== Segment start ==
PR #1660, opened 2022-07-13
[Protein Browser] Increase PPI graph depth - Part 1: Utils

rogershijin:
This is the first in a series of 3-4 PRs to increase the depth of the protein-protein interaction graph.  I've taken out the PPI graph from the protein browser page temporarily so that these piece-wise changes will not break the page.  All of the important changes are in `data_processing_utils.ts` except one (`GraphDataNested` in `chart.ts`).

- Typing for V1 responses: `V1BaseDatum`, `V1ResponseDatum<T>`, `V1Response<T>`.  @shifucun as the creator of the V1 API, would you mind critiquing these?  (Would greatly appreciate your feedback on the rest of the code too)
- A type `GraphDataNested` which represents a graph as two parallel depthwise nested lists of nodes and links for ease of increasing/decreasing depth (in `chart.ts`).
- General utility functions `objectFromArray` and `zip` inspired by python
- DCID and DCID list manipulation functions `idFromDCID`, `dcidFromID`, `proteinsFromInteractionID`, `sortInteractionDCID`, `deduplicateInteractionDCIDs`, `getInteractionTarget`, `quantityFromDCID`
- Lightweight response data extraction functions `getFromResponse`, `valuesFromResponse`, and `dcidsFromResponse`, which map a response to a list of desired data.
- The heavier response processing function `scoreDataFromResponse` and its helper `symmetricScoreRec`, which together construct a score record mapping interaction IDs to their confidence scores.

Sorry for the extreme slowness on this - I think I find types in typescript more difficult than most people and would greatly appreciate your advice and feedback.  Also if this is still too much code I can split further.

Thanks for the review!


rogershijin:
Will revert mixer soon.

static/js/protein/data_processing_utils.ts
```diff
@@ -592,3 +537,319 @@ export function getProteinDescription(data: GraphNodes): string {
...
+  sourceDCID: string,
+  returnDCID = false
+): string {
+  // note this also works in the case of a self-interaction
+  const interactionID = idFromDCID(interactionDCID);
+  const sourceID = idFromDCID(sourceDCID);
+  const id = interactionID
+    .replace(`${sourceID}_`, "")
+    .replace(`_${sourceID}`, "");
+  if (returnDCID) return dcidFromID(id);
```
rogershijin, line 660: For ifs with 1-line bodies, do you guys prefer 1-line or multiple lines?

static/js/protein/data_processing_utils.ts
```diff
@@ -592,3 +537,319 @@ export function getProteinDescription(data: GraphNodes): string {
...
+  ) as string[];
+}
+
+/**
+ * Given interaction DCID and source DCID, infer and return target ID (or target DCID if returnDCID is true).
+ */
+export function getInteractionTarget(
+  interactionDCID: string,
+  sourceDCID: string,
+  returnDCID = false
```
rogershijin, line 652: Do you guys generally put type annotations on boolean flags? The linter wants this format while codacy wants `returnDCID: boolean = false`.

static/js/protein/chart.ts
```diff
@@ -58,11 +58,21 @@ export interface InteractionLink extends SimulationLinkDatum<ProteinNode> {
...
 export interface InteractionGraphData {
   nodeData: ProteinNode[];
   linkData: InteractionLink[];
 }
 
+// Represents interaction graph depthwise as two parallel nested lists.  For each index i,
+// nodeDataNested[i] will contain the nodes added in i iterations of BFS,
+// and linkDataNested[i] will contain the links added in i iterations of BFS,
+// along with any links between nodesDataNested[i] and existing nodes in the graph.
+export interface InteractionGraphDataNested {
```
rogershijin, line 71: Is `InteractionGraphDataNested` a good name for this? I was also considering `InteractionGraphDataDepthwise`.

static/js/protein/data_processing_utils.ts
```diff
@@ -12,7 +13,39 @@ import { ProteinVarType } from "./page";
 import { InteractingProteinType } from "./page";
 import { DiseaseAssociationType } from "./page";
 
-const MAX_INTERACTIONS = 10; // upper bound on node degree in interaction graph viz's
+// Base type of "values" value of objects stored in <V1 response>.data.data
+type BaseDCDataType = {
```
rogershijin, line 17: @shifucun all of these properties guaranteed in every response?

static/js/protein/data_processing_utils.ts
```diff
@@ -592,3 +537,319 @@ export function getProteinDescription(data: GraphNodes): string {
...
+ */
+export function scoreDataFromResponse(
+  scoreResponse: V1Response<BaseDCDataType>
+): Record<string, number> {
+  const scoreValues = valuesFromResponse(scoreResponse);
+  const interactionDCIDs = dcidsFromResponse(scoreResponse);
+  const scoreList = scoreValues
+    // filter results for IntactMiScore - there should be 0 or 1 match
+    .map((scoreRecList: BaseDCDataType[] | undefined) => {
+      if (scoreRecList !== undefined) {
```
rogershijin, line 842: Codacy doesn't like this check for if `scoreRecList` is `undefined`.  What's the proper way to do things?  Thanks!

static/js/protein/data_processing_utils.ts
beets: multiple lines please, for readability.

static/js/protein/data_processing_utils.ts
beets: prefer linter over codacy.

static/js/protein/data_processing_utils.ts
```diff
@@ -592,3 +537,324 @@ export function getProteinDescription(data: GraphNodes): string {
...
+    .replace(`${sourceID}_`, "")
+    .replace(`_${sourceID}`, "");
+  if (returnDCID) return dcidFromID(id);
+  return id;
+}
+
+/**
+ * Given id of the form {protein id}_{species id} (e.g. P53_HUMAN), parse into and return ProteinNode
+ */
+export function nodeFromID(
```
rogershijin, line 671: Previously checked in (moving to resolve codacy error)

static/js/protein/data_processing_utils.ts
```diff
@@ -592,3 +537,324 @@ export function getProteinDescription(data: GraphNodes): string {
...
+        ],
+
+        linkData : [
+          { source: MECOM_HUMAN, target: CTPB1_HUMAN, score: 0.3 },
+          { source: MECOM_HUMAN, target: SUPT16H_HUMAN, score: 0.7 },
+        ],
+
+      }.
+ */
+export function getProteinInteractionGraphData(
```
rogershijin, line 703: Previously checked in (moving to resolve codacy error)

static/js/protein/data_processing_utils.ts
rogershijin: got it, thanks!

static/js/protein/data_processing_utils.ts
rogershijin: got it, thanks!

static/js/protein/data_processing_utils.ts
```diff
@@ -592,3 +537,324 @@ export function getProteinDescription(data: GraphNodes): string {
...
+
+  const linkData: InteractionLink[] = neighbors.map((node) => {
+    return {
+      score: node.value,
+      source: centerNodeID,
+      target: node.id,
+    };
+  });
+
+  return {
```
rogershijin, line 748: Only big change is return type is now `InteractionGraphDataNested` instead of `InteractionGraphData`

static/js/protein/data_processing_utils.ts
```diff
@@ -12,7 +13,32 @@ import { ProteinVarType } from "./page";
...
 import { DiseaseAssociationType } from "./page";
 
-const MAX_INTERACTIONS = 10; // upper bound on node degree in interaction graph viz's
+// Base type of "values" value of objects stored in <V1 response>.data.data
+type V1BaseDatum = {
+  dcid: string;
+  name: string;
+  provenanceId: string;
+  types: string[];
+};
```
rogershijin, line 22: @shifucun Should some of these properties be optional? Thanks!

static/js/protein/data_processing_utils.ts
```diff
@@ -592,3 +530,328 @@ export function getProteinDescription(data: GraphNodes): string {
...
+ *
+ * Adapted from implementation by Matt Mancini
+ *
+ * Thanks also to Carlos Israel Ortiz Garcia and Jack Davison for the below references:
+ *  - https://ncjamieson.com/typing-zipwith/#typing-zip
+ *  - https://www.typescriptlang.org/docs/handbook/release-notes/typescript-4-0.html#variadic-tuple-types
+ */
+// Recursive elementwise type inference on array of arrays
+type Zip<T> = T extends [Array<infer U>, ...infer Z] ? [U, ...Zip<Z>] : [];
+export function zip<T extends unknown[][]>(...arrays: T): Array<Zip<T>> {
```
chejennifer, line 569: i don't think you need to create your own zip method since lodash has one: https://lodash.com/docs/4.17.15#zip

static/js/protein/data_processing_utils.ts
chejennifer: you could just check `!_.isEmpty(scoreRecList)`

static/js/protein/chart.ts
rogershijin: Got it that's a great name! And yeah `InteractionGraphData` is the input type to the draw function.

static/js/protein/data_processing_utils.ts
rogershijin: Thanks! I'll do this

static/js/protein/chart.ts
```diff
@@ -783,103 +793,103 @@ export function drawProteinInteractionChart(
...
-    .attr("fill", (node) => nodeColors(node.depth))
-    .attr("id", (node, i) => nodeIDFunc(i));
-
-  // node labels
-  nodes
-    .append("text")
-    .text(({ name }) => name)
-    .attr("class", "protein-node-label");
-}
+// export function drawProteinInteractionGraph(
```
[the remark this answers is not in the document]
rogershijin: Oh that's right I think I was getting type errors I was too lazy to deal with when I first commented this out but perhaps now that the code is self-consistent again they'll go away.

static/js/protein/data_processing_utils.ts
```diff
@@ -12,7 +13,32 @@ import { ProteinVarType } from "./page";
...
+// Base type of "values" value of objects stored in <V1 response>.data.data
+type V1BaseDatum = {
+  dcid: string;
+  name: string;
+  provenanceId: string;
+  types: string[];
+};
+
+// Generic for objects stored in <V1 response>.data.data
+type V1ResponseDatum<ValueDatum extends V1BaseDatum> = {
```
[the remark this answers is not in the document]
rogershijin: Oh yeah I think I need to ask @shifucun about this.  It might be that everything returns stuff of type `V1BaseDatum` and we don't need a generic.

static/js/protein/data_processing_utils.ts
rogershijin: Oh oops thanks didn't know! Will just delete this and use lodash's then unless I find an example for which this does better type inference than lodash.

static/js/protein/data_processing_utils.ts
== Segment end ==
**Work item**
Scan the records above and report every line with the string "properties".

**Written answer**
rogershijin, line 17: @shifucun all of these properties guaranteed in every response?
rogershijin, line 22: @shifucun Should some of these properties be optional? Thanks!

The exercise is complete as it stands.